Task objective: In the entries that follow, find the line containing "drains on fire.", then output exactly every line from the first through that one.
#####
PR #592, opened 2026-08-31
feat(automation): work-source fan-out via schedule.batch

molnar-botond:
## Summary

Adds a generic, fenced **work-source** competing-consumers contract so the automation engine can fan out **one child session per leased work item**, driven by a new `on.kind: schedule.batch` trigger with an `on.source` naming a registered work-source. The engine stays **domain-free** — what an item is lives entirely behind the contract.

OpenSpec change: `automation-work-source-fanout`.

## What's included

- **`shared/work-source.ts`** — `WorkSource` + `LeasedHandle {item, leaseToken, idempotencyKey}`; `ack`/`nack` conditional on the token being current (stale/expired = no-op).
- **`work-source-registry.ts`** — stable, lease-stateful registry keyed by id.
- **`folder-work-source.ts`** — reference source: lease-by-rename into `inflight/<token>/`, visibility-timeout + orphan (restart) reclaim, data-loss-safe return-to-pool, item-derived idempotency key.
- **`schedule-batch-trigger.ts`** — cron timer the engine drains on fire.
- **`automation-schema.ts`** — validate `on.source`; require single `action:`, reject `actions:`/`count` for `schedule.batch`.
#####
Answer to this exercise:
PR #592, opened 2026-08-31
feat(automation): work-source fan-out via schedule.batch

molnar-botond:
## Summary

Adds a generic, fenced **work-source** competing-consumers contract so the automation engine can fan out **one child session per leased work item**, driven by a new `on.kind: schedule.batch` trigger with an `on.source` naming a registered work-source. The engine stays **domain-free** — what an item is lives entirely behind the contract.

OpenSpec change: `automation-work-source-fanout`.

## What's included

- **`shared/work-source.ts`** — `WorkSource` + `LeasedHandle {item, leaseToken, idempotencyKey}`; `ack`/`nack` conditional on the token being current (stale/expired = no-op).
- **`work-source-registry.ts`** — stable, lease-stateful registry keyed by id.
- **`folder-work-source.ts`** — reference source: lease-by-rename into `inflight/<token>/`, visibility-timeout + orphan (restart) reclaim, data-loss-safe return-to-pool, item-derived idempotency key.
- **`schedule-batch-trigger.ts`** — cron timer the engine drains on fire.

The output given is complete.